*** Opening of EXTRACTED MATERIAL ***
Issue #1701, opened 2016-08-23
Path joining should use the native separator


bjourne:
It would be nice if the native path separator was used for path joining, for Windows sake:
```factor
"C:\\tmp" "foo\\bar" append-path .
"C:\\tmp/foo\\bar"
```
It's a purely cosmetic issue because forward slashes work fine on Windows, but here `"C:\\tmp\\foo\\bar"` would look better.

mrjbq7:
Fixed by #1702 (b477c432932784e9bb8f62d804b9135ce2c694db).

bjourne:
Hopefully, someone are not using append-path for url manipulation. E.g. `"http://www.google.com/" "blaha" append-path` wont work anymore... I didn't think of that. Of course we have `url-append-path` for those cases..

PR #1702, opened 2016-08-23
io.pathnames: fix separator when appending paths in Windows

masweeney:
This fixes issue #1701.

### DIFF
--- a/core/io/pathnames/pathnames-tests.factor
+++ b/core/io/pathnames/pathnames-tests.factor
@@ -107,14 +107,28 @@ os windows?
 ] with-test-file
 
 ! aum's bug
-H{
-    { current-directory "." }
-    { "resource-path" ".." }
-} [
-    [ "..\\core\\bootstrap\\stage2.factor" ]
-    [ "resource:core\\bootstrap\\stage2.factor" absolute-path ]
-    unit-test
-] with-variables
+os windows?
+    [
+        H{
+            { current-directory "." }
+            { "resource-path" ".." }
+        } [
+            [ "..\\core\\bootstrap\\stage2.factor" ]
+            [ "resource:core\\bootstrap\\stage2.factor" absolute-path ]
+            unit-test
+        ] with-variables
+    ]
+    [
+        H{
+            { current-directory "." }
+            { "resource-path" ".." }
+        } [
+            [ "../core/bootstrap/stage2.factor" ]
+            [ "resource:core/bootstrap/stage2.factor" absolute-path ]
+            unit-test
+        ] with-variables
+    ]
+if
 
 { t } [ cwd "misc" resource-path [ ] with-directory cwd = ] unit-test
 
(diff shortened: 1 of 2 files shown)


mrjbq7:
Merged, thanks!!

mrjbq7:
Reverted, this breaks test cases.

masweeney:
Right now I am modifying the tests to call `normalize-path` on both paths and check for equality. This is pretty inelegant, so let me know if you have a better idea for getting the tests to work more consistently across platforms.

mrjbq7:
I'd have to look at it. Elegant is better than inelegant. Having normalize path equality doesn't check the intermediate result.

masweeney:
Unfortunately, test cases like `"/usr" "lib" append-path` don't make much sense on windows anyway. The updated version returns `/usr\\lib`, which I suppose is correct given the input, but not very meaningful. To check the intermediate, each test could branch on OS and check for equality separately, which might be the best option.

mrjbq7:
I could be find to have something like:

```factor
os windows? [
    { "C:\\foo" } [ "C:" "foo" append-path ] unit-test
] [
    { "/usr/foo" } [ "/usr" "foo" append-path ] unit-test
] if
```

bjourne:
I say good work! You can also use the literal syntax:
```factor
${ "/usr" "foo" path-separator glue } [ "/usr" "foo" append-path ]  unit-test
``` 
Also updating the tests and documentation is really important.

masweeney:
I've updated the tests, so hopefully everything works now.

I was not able to run this test on windows because it's an older version, but everything else worked.
```
[| path |
    { } [ 2 [ path touch-file ] times ] unit-test
] with-test-file
```

bpollack:
Okay @masweeney, sorry for the lag; tests all look good both on Windows and Linux, so I'm going to go ahead and merge this if you're okay with that. I am going to collapse your two commits into just one, though, since it seems to me that your second commit is strictly cleaning up behavior that should've been in the first patch.

mrjbq7:
Do we care what happens with mixed separators?  (Meaning the paths have mixed separators and stuff still works).

Currently:

```factor
IN: scratchpad "C:\\Users" "John" append-path .
"C:\\Users/John"
```

Proposed (note, I changed the arguments a little bit):

```factor
IN: scratchpad "C:/Users" "John" append-path .
"C:/Users\\John"
```

AlexIljin:
@mrjbq7: I think the mixed separators are not an issue of this PR. We had them before, and we have them still. This PR is a step in the right direction, so I like it.

When I want my paths fully compliant, I use `normalize-path`, which switches all instances of `/` to `\` on Windows. After that the proposed `append-path` won't break introduce new `/`s, so that's good. That's my view on the matter.

bpollack:
This landed in 35f82c90f3b22457b42143143bc08d5298462ca6; I'm going to close it.

PR #1712, opened 2016-09-14
vocabs.loader: prevent vocab-exists? from throwing bad-vocab-name

### LINKED ISSUE #1711: Listener stuck with bad-vocab-name error
Start the Listener and type `USE: aoeu/u`. After that you'll get the following error open in a separate window: `Vocab name cannot contain ":/\ "`, and it'll be nearly impossible to type anything in the Listener. The only two workarounds I found are

- to select a piece of the vocab name and press Spacebar, and
- click the Restart Listener in the toolbar.

AlexIljin:
This fixes #1711.

### DIFF
--- a/core/vocabs/loader/loader.factor
+++ b/core/vocabs/loader/loader.factor
@@ -56,7 +56,8 @@ PRIVATE>
     ] cache ;
 
 : vocab-exists? ( name -- ? )
-    dup lookup-vocab [ ] [ find-vocab-root ] ?if ;
+    [ dup lookup-vocab [ ] [ find-vocab-root ] ?if ]
+    [ dup bad-vocab-name? [ 2drop f ] [ rethrow ] if ] recover ;
 
 : vocab-append-path ( vocab path -- newpath )
     swap find-vocab-root [ prepend-path ] [ drop f ] if* ;


core/vocabs/loader/loader.factor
*** Close of EXTRACTED MATERIAL ***
DESCRIPTION OF THE TASK
Going back to the entries above, set down exactly the lines that begin at the one with "Reverted, this breaks test cases." and end at the one with "I could be find", both included, and nothing else.

THE COMPLETED TASK
Reverted, this breaks test cases.

masweeney:
Right now I am modifying the tests to call `normalize-path` on both paths and check for equality. This is pretty inelegant, so let me know if you have a better idea for getting the tests to work more consistently across platforms.

mrjbq7:
I'd have to look at it. Elegant is better than inelegant. Having normalize path equality doesn't check the intermediate result.

masweeney:
Unfortunately, test cases like `"/usr" "lib" append-path` don't make much sense on windows anyway. The updated version returns `/usr\\lib`, which I suppose is correct given the input, but not very meaningful. To check the intermediate, each test could branch on OS and check for equality separately, which might be the best option.

mrjbq7:
I could be find to have something like:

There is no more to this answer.